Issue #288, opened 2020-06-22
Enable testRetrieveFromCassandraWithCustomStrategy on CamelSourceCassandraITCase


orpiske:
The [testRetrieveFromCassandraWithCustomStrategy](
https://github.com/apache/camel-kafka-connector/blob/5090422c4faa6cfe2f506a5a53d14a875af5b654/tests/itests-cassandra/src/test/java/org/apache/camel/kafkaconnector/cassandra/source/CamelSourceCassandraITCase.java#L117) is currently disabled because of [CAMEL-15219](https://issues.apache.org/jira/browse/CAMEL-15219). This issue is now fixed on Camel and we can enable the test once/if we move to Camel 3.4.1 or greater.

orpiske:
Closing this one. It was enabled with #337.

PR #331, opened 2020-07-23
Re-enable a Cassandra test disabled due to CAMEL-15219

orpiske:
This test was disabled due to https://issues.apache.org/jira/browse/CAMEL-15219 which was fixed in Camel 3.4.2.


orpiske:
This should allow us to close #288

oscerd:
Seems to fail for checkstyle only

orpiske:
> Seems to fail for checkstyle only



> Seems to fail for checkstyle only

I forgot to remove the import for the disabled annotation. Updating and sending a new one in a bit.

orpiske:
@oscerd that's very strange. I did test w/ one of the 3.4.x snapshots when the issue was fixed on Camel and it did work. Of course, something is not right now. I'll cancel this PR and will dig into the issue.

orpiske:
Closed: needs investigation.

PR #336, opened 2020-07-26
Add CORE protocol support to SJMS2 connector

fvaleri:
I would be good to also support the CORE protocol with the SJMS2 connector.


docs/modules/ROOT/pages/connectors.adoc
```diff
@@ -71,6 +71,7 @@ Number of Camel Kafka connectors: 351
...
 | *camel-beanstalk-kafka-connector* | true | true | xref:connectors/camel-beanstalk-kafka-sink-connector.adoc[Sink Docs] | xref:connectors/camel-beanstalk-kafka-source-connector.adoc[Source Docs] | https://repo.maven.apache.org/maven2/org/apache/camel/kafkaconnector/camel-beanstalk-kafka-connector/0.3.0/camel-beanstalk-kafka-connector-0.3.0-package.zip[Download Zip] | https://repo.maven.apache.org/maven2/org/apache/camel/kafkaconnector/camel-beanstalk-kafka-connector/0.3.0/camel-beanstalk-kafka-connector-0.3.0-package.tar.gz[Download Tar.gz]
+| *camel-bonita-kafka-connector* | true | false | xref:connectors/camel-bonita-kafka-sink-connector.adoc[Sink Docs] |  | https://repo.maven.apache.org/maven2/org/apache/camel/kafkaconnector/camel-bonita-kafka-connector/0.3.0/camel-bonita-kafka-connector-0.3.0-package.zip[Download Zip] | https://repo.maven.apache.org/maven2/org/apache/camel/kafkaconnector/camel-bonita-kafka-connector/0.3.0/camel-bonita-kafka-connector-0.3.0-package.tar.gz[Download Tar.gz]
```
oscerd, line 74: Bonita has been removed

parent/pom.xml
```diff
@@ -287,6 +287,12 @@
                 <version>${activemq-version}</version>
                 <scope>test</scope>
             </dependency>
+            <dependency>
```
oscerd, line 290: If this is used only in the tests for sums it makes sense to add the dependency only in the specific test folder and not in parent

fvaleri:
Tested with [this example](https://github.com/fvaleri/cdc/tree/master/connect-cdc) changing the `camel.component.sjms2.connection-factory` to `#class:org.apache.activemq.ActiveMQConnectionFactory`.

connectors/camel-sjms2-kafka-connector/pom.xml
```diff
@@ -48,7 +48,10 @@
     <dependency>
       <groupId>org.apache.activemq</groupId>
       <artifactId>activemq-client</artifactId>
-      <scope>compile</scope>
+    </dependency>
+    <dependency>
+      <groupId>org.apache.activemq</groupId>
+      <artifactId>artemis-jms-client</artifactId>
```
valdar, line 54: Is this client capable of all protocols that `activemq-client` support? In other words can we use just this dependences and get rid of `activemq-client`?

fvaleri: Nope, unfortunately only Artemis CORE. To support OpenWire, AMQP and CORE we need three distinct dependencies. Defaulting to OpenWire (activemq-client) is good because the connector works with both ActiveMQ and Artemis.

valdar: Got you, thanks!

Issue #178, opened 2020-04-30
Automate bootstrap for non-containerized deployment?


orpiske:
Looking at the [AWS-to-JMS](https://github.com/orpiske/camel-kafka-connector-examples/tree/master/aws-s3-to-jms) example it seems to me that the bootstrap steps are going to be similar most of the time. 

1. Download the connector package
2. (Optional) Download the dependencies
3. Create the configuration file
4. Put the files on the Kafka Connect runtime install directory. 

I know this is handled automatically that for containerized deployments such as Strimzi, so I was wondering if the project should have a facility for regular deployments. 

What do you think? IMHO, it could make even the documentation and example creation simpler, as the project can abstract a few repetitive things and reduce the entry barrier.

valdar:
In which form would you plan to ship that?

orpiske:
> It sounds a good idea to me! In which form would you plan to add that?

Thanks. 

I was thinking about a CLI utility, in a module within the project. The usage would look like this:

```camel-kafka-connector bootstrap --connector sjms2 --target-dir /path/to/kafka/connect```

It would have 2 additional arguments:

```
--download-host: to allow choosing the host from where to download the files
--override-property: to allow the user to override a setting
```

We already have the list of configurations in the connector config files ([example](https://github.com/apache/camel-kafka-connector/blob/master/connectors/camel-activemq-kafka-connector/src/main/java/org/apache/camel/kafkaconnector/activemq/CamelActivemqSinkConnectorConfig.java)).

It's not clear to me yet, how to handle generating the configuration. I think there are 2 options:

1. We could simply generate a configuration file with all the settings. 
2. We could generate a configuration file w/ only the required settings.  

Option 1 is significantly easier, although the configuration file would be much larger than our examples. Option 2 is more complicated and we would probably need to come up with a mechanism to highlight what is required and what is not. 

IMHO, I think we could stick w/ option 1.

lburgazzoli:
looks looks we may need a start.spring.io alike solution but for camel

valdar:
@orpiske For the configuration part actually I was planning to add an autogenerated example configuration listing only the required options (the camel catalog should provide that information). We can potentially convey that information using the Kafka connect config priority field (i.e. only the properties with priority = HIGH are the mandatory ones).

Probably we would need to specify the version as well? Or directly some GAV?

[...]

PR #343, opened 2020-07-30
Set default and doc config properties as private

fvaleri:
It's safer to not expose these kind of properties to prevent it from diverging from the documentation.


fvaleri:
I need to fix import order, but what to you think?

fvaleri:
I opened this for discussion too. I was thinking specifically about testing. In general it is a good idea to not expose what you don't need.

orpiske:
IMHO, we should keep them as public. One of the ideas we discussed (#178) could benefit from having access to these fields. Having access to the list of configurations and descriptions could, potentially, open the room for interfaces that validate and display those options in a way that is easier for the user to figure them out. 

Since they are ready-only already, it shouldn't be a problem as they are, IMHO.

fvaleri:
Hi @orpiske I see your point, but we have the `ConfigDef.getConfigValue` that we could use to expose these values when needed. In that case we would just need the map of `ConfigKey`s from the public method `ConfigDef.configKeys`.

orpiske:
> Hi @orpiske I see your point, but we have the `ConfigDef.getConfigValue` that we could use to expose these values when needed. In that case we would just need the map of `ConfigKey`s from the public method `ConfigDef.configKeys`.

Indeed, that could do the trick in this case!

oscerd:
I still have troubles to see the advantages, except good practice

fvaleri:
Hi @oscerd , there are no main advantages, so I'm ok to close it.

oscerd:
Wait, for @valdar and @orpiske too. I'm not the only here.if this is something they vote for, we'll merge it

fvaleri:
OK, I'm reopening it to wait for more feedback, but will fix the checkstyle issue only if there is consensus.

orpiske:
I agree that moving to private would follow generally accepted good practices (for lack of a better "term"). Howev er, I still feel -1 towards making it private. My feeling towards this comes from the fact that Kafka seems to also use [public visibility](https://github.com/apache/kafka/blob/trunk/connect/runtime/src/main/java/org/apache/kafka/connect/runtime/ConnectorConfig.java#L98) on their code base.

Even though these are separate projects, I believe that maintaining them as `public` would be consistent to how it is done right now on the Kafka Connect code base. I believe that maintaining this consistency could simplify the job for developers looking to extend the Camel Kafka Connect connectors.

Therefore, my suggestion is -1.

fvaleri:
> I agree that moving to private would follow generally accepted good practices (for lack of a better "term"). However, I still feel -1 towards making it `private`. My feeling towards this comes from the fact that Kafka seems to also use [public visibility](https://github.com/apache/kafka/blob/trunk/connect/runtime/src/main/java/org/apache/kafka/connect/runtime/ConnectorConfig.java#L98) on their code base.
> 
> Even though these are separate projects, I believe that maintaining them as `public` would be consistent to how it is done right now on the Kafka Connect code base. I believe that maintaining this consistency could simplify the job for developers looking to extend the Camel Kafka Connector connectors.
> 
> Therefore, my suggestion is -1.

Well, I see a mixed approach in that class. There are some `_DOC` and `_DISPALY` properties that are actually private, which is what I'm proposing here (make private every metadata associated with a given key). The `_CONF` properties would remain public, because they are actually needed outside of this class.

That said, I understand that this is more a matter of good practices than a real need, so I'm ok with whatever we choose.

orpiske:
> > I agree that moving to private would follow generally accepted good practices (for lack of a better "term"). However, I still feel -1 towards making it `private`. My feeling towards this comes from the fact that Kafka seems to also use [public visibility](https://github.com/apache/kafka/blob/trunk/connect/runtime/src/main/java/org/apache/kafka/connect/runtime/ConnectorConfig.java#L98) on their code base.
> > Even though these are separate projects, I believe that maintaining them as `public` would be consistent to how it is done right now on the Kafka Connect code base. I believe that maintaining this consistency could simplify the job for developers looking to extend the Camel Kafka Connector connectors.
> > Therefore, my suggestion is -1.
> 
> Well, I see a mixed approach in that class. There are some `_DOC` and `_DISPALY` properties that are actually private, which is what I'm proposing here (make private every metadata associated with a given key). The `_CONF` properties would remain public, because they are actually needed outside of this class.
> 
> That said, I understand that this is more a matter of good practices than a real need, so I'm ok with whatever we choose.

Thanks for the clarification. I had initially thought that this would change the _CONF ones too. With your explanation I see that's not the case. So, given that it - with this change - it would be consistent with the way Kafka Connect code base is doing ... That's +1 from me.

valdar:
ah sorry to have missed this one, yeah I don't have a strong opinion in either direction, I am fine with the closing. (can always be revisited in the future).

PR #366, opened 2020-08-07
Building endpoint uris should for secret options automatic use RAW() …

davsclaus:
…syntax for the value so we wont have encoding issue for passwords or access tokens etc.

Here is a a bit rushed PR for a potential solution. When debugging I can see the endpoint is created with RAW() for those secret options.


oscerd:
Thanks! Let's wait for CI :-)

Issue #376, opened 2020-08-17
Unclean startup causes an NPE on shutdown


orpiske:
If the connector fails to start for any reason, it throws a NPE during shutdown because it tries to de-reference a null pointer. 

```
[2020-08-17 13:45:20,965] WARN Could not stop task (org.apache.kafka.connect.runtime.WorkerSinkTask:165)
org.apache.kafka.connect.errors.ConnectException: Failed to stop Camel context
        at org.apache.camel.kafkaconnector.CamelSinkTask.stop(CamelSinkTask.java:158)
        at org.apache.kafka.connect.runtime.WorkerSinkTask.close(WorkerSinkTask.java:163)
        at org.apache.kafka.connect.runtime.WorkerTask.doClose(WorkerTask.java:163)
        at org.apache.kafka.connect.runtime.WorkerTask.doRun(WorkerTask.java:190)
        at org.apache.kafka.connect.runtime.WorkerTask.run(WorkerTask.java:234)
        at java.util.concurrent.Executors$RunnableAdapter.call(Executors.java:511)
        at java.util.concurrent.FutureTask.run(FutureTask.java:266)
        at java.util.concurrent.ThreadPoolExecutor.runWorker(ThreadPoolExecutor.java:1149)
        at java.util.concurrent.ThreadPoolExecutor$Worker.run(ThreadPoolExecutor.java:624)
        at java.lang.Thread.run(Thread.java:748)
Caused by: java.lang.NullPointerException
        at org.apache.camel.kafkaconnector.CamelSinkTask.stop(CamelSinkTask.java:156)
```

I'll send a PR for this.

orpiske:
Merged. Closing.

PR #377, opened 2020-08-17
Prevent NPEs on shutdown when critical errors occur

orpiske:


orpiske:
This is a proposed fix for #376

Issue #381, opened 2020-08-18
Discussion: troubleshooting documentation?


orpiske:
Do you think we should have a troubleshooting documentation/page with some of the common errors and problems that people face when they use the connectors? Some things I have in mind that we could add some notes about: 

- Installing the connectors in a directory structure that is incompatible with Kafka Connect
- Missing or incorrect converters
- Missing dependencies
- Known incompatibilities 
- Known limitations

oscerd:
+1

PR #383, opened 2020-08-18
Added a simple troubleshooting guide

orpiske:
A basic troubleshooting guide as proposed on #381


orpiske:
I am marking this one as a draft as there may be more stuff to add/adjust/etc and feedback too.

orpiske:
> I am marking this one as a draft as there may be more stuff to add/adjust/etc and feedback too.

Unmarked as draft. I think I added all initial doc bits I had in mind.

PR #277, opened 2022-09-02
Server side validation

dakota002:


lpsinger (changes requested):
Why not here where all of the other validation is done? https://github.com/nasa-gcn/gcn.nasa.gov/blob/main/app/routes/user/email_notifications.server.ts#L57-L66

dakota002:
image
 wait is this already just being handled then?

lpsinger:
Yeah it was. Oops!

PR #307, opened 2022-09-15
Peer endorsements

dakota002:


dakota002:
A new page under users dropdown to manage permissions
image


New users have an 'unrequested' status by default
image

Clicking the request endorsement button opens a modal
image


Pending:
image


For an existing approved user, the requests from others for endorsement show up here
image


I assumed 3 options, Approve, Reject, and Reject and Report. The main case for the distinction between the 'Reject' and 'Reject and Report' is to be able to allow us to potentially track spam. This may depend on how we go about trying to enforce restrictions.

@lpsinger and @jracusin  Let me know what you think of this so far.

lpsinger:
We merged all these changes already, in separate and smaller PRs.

* * *

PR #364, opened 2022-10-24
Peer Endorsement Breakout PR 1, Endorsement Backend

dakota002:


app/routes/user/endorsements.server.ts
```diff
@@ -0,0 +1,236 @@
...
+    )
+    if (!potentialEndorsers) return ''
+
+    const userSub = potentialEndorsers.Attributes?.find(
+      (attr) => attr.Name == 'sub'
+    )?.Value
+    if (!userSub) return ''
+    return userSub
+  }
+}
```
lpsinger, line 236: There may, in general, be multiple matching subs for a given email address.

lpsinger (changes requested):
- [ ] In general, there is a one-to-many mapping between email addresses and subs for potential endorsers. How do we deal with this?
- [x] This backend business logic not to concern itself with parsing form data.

*Work item*
Above are some lines. Repeat exactly, and only, those from the line that has "Thanks! Let's wait for CI :-)" through the line that has "This is a proposed fix for #376".

*Solution for this exercise*
Thanks! Let's wait for CI :-)

Issue #376, opened 2020-08-17
Unclean startup causes an NPE on shutdown


orpiske:
If the connector fails to start for any reason, it throws a NPE during shutdown because it tries to de-reference a null pointer. 

```
[2020-08-17 13:45:20,965] WARN Could not stop task (org.apache.kafka.connect.runtime.WorkerSinkTask:165)
org.apache.kafka.connect.errors.ConnectException: Failed to stop Camel context
        at org.apache.camel.kafkaconnector.CamelSinkTask.stop(CamelSinkTask.java:158)
        at org.apache.kafka.connect.runtime.WorkerSinkTask.close(WorkerSinkTask.java:163)
        at org.apache.kafka.connect.runtime.WorkerTask.doClose(WorkerTask.java:163)
        at org.apache.kafka.connect.runtime.WorkerTask.doRun(WorkerTask.java:190)
        at org.apache.kafka.connect.runtime.WorkerTask.run(WorkerTask.java:234)
        at java.util.concurrent.Executors$RunnableAdapter.call(Executors.java:511)
        at java.util.concurrent.FutureTask.run(FutureTask.java:266)
        at java.util.concurrent.ThreadPoolExecutor.runWorker(ThreadPoolExecutor.java:1149)
        at java.util.concurrent.ThreadPoolExecutor$Worker.run(ThreadPoolExecutor.java:624)
        at java.lang.Thread.run(Thread.java:748)
Caused by: java.lang.NullPointerException
        at org.apache.camel.kafkaconnector.CamelSinkTask.stop(CamelSinkTask.java:156)
```

I'll send a PR for this.

orpiske:
Merged. Closing.

PR #377, opened 2020-08-17
Prevent NPEs on shutdown when critical errors occur

orpiske:


orpiske:
This is a proposed fix for #376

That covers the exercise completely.